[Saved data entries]
--- START ---
PR #701, opened 2022-06-20
selfhost/typechecker: Implement Check Function TODOs but 1

TophEvich:
Implement all the TODOs in typecheck_function but 1:
* resolve concrete types
* second return type pass to resolve generics
* infer return type (if necessary)
* report error if control reaches end of non-void function

### DIFF
--- a/selfhost/typechecker.jakt
+++ b/selfhost/typechecker.jakt
@@ -1445,19 +1445,63 @@ struct Typechecker {
             .add_var_to_scope(scope_id: function_scope_id, name: variable.name, var_id, span: variable.definition_span)
         }
 
-        // TODO: Resolve concreete types
+        // Resolve concrete types
+        mut function_return_type_id = .typecheck_typename(
+            parsed_type: parsed_function.return_type
+            scope_id: function_scope_id
+        )
+        checked_function.return_type_id = function_return_type_id
 
         // TODO: Typecheck function block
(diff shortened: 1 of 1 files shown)


jntrnr:
@TophEvich - thanks for the PR

I was playing around with it a bit and noticed that it seems to add some type information that will break the unit tests. Here's one example:

```
Error: Control reaches end of non-void function
----- samples/variables/blocks_and_scopes.jakt:4:10
 3 |
 4 | function main() {
               ^- Control reaches end of non-void function
 5 |     let x = 10
-----
```

I'm guessing it might be coming from `main` getting an inferred return type for codegen but that return type being required even though main doesn't require a return.

jntrnr:
@TophEvich - I created that function with the hope we could do more sophisticated type inference. Having said that, I never really finished it. Probably the easiest way forward for now would be to port over the logic we have from the Rust compiler and ignore that helper function for now.

We can go back later and come up with better inference, but for now just getting the selfhost compiler up and able to compile the tests we have is probably more important.

TophEvich:
@jntrnr OK, so remove everything "Inference Type" and replace with TypecheckError and UNKNOWN_TYPE ?

TophEvich:
@jntrnr I created #725 to do just that

TophEvich:
I guess this one should now be good to go in?

PR #703, opened 2022-06-20
typechecker: Fix bug in typecheck_namespace_declarations()

greytdepression:
Due to a typo in this function we never checked unnamed child
namespaces.

### DIFF
--- a/src/typechecker.rs
+++ b/src/typechecker.rs
@@ -2077,16 +2077,14 @@ pub fn typecheck_namespace_declarations(
     let mut error = None;
 
     for namespace in parsed_namespace.namespaces.iter() {
-        if let Some(namespace_name) = &namespace.name {
-            // Finish typecheck of the named namespaces
+        let namespace_scope_id = if let Some(namespace_name) = &namespace.name {
             let (namespace_scope_id, _) = project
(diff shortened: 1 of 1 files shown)


jntrnr:
@greytdepression are there any tests that fail before but pass now with this? If not, would you mind adding a test case so we can ensure we don't make a similar mistake in the future?

greytdepression:
@jntrnr Currently all tests pass. I'll try to make one that fails because of this

greytdepression:
@jntrnr So I tried making a failing test, but for that I needed an unnamed namespace that is the child of another namespace. And I don't think that's possible (at least not right now). I went through the parser and it seems like there is no way we could instantiate a child namespace without a name.
So this PR seems unnecessary, but also we might want to panic the program if we encounter a nameless namespace then?

greytdepression:
Okay, sorry for going back and forth on this so much. I don't know why but this entire thing kinda broke my brain :^)
Anyway, the following snippet produces a stack overflow, because it falls into infinite recursion due to the bug.
```jakt
namespace Foo {
    namespace {
        enum Bar {
            A
        }
    }
}

function main() {
    println("Well hello friend!")
}
```
Unfortunately, while the fixed version does not recurse infinitely, it also does not compile yet for a different reason.

PR #366, opened 2023-02-12
Declare and update return.value

edemaine:
Sequel to #364. I started writing documentation and then added a few intended features:
* `let return: T`
* `return .= init`
* `return++`

Also cleans up the code in a single `ReturnValue` rule.

### DIFF
--- a/source/parser.hera
+++ b/source/parser.hera
@@ -594,7 +594,7 @@ CallExpression
     })
   # NOTE: Special `return.value` (and `return =` shorthand)
   # for changing the automatic return value of function
-  ( "return.value" NonIdContinue ) / ( "return" &WAssignmentOp ) ->
+  ( "return.value" NonIdContinue ) / ( Return &( WAssignmentOp / UpdateExpressionSymbol ) ) ->
     return { type: "ReturnValue", children: $0 }
 
   MemberExpression:member AllowedTrailingMemberExpressions:trailing CallExpressionRest*:rest ->
@@ -3441,7 +3441,7 @@ KeywordStatement
 
   # https://262.ecma-international.org/#prod-ReturnStatement
   # NOTE: Modified to leave room for `return.value` and `return =`
-  Return !("." / WAssignmentOp) MaybeNestedExpression?:expression -> {
+  Return !("." / WAssignmentOp / UpdateExpressionSymbol) MaybeNestedExpression?:expression -> {
     type: "ReturnStatement",
     expression,
     children: $0,
--- a/source/parser.hera
+++ b/source/parser.hera
@@ -592,10 +592,7 @@ CallExpression
       type: "CallExpression",
       children: [$1, ...$2, ...rest.flat()],
     })
-  # NOTE: Special `return.value` (and `return =` shorthand)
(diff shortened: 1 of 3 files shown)


source/parser.hera
```diff
@@ -608,6 +605,19 @@ CallExpression
...
+# NOTE: Special `return.value` (and `return =` shorthand)
+# for changing the automatic return value of function
+ReturnValue
+  ( "return.value" NonIdContinue ) / ( Return &AfterReturnShorthand ) ->
+    return { type: "ReturnValue", children: [$1[0]] }
+
+AfterReturnShorthand
+  WAssignmentOp
+  UpdateExpressionSymbol
+  __ Colon
```
STRd6, line 617: This could pick up a `Label` on the following line, we may want to disallow `__` and enforce same line or use a more specific rule.

STRd6:
We may also be able to use the return type annotation of a function, if present, to set the default type annotation for the return value.

edemaine:
> We may also be able to use the return type annotation of a function, if present, to set the default type annotation for the return value.

Great idea!  I implemented this, which involved improving the AST for types a bit.  Not sure I got the best names for things (`t` is particularly annoying, because `type` is already taken).  Feel free to suggest (or make) improvements.

source/parser.hera
```diff
@@ -608,6 +605,20 @@ CallExpression
...
+# for changing the automatic return value of function
+ReturnValue
+  ( "return.value" NonIdContinue ) / ( Return &AfterReturnShorthand ) ->
+    return { type: "ReturnValue", children: [$1[0]] }
+
+AfterReturnShorthand
+  WAssignmentOp
+  UpdateExpressionSymbol
+  # NOTE: Colon indicates potential type annotation, e.g. `let return: T`
+  _? Colon
```
STRd6, line 618: This could be `ReturnTypeSuffix`. There isn't really any downside to being more explicit.

source/parser.hera
```diff
@@ -7024,11 +7061,18 @@ Init
 
       // Add declaration of return.value after {
       if (!declared) {
+        let returnType = func.returnType ?? func.signature?.returnType
+        if (returnType) {
+          const {t} = returnType
+          if (t.type === "AssertsType" || t.type === "TypePredicate") {
+            returnType = undefined
```
STRd6, line 7068: The return type should be `boolean` if `t.type === "TypePredicate"`.

source/parser.hera
edemaine: Given that the context here is a `LexicalDeclaration`, I think `TypeSuffix` is appropriate. Agreed?

edemaine:
4469fab prevents newlines before colons in a lot of cases. (I searched for all `__ Colon` and changed most of them — the only remaining case is ternary `?:`.) This actually fixed a bunch of bugs with label parsing (see new tests in `test/label.civet`), and didn't seem to break any tests, so it's hopefully OK in practice.  If needed, in the future, we could allow newlines before the colon if we then check for a space after the colon to ensure it's not a label.

source/parser.hera
STRd6: 👍

PR #368, opened 2023-02-13
Trailing member properties in blocks

### LINKED ISSUE #367: Chained call on next line in arrow function
I call .filter() on a variable in an arrow function with an added level of indentation under it:
```coffee
useEffect :void =>
  criteria.value = debouncedWorkingCriteria
    .filter (_, i) => validCriteria.value.has(i)
```
Civet (playground) interprets this as calling .filter() after the useEffect call:
```ts
useEffect((): void => {
  criteria.value = debouncedWorkingCriteria;
}).filter((_, i) => validCriteria.value.has(i));
```
I expected it to be within the anonymous function like this:
```ts
useEffect((): void => {
  criteria.value = debouncedWorkingCriteria
    .filter((_, i) => validCriteria.value.has(i));
});
```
--- END ---
How many lines above contain the word "opened"? Answer with the number alone.

4